Fed induced asset bubbles have a history of bad endings

Valuable historical context for the Fed’s bubble-blowing antics in this Politico article around former FOMC member and QE dissenter Thomas Hoenig.  See The Fed’s Doomsday Prophet has a Dire Warning about Where We are headed.  Here’s a taste:

As a bank examiner, Hoenig realized another very important thing. Easy money policies don’t just drive up the price of consumer goods, like bread and cars. The money also drives up price of assets like stocks, bonds and real estate. During the 1970s, low interest rates fueled demand for assets, which eventually inflated asset bubbles across the Midwest, including in heavy farming states, such as Kansas and Nebraska, and in the energy-producing state of Oklahoma. When asset prices like this rise quickly, it creates that dreaded thing called an asset bubble.

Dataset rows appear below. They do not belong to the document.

PR #68, opened 2019-04-30
UX-464 🦄🐴 ✂ chop chop packages

nahumzs:
### 🛠 Purpose

removing helpers from being published. 

---

### ✏️ Notes to Reviewer

---

### 🖥 Screenshots

---


packages/Button/src/Button.js
```diff
@@ -3,7 +3,7 @@ import PropTypes from "prop-types";
 import RawButton from "@paprika/raw-button";
 import RefreshIcon from "@paprika/icon/lib/Refresh";
 import DownIcon from "@paprika/icon/lib/CaretDown";
-import { ShirtSizes } from "@paprika/helpers/lib/customPropTypes";
+import { ShirtSizes } from "../../helpers/src/customPropTypes";
```
alexzherdev: Imagine `Button.js` is installed at `projects/client/node_modules/@paprika/button/lib/Button.js`.
```js
path.join('projects/client/node_modules/@paprika/button/lib', '../../helpers/src/customPropTypes');
// => 'projects/client/node_modules/@paprika/helpers/src/customPropTypes'
```
Doesn't work unless you also publish and install `@paprika/helpers`.

packages/Popover/stories/Popover.cypress.stories.js
```diff
@@ -1,6 +1,6 @@
 import React from "react";
 import { storiesOf } from "@storybook/react";
-import windowHandles, { Input } from "@paprika/testing-helpers/lib/windowHandles/";
+import windowHandles, { Input } from "../../testingHelpers/src/windowHandles";
```
alexzherdev: This is fine since this is only ever executed within the paprika repo, not when it's installed in an app.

The self-reinforcing logic of asset bubbles was painfully evident in farming, and it reflected the dynamics that would later play out in the housing bubble and the over-heated asset markets of 2021.

…“There is no painless solution,” Hoenig said in a recent interview. “It’s going to be difficult. And the longer you wait the more painful it will end up being.”

Meanwhile, the S&P 500 has made all-time highs courtesy of its ten most concentrated holdings (chart below courtesy of ISABELNET.com) at the same time that its average component stock is -11% from a 52-week high.  Worse breadth than the 2000 tech top.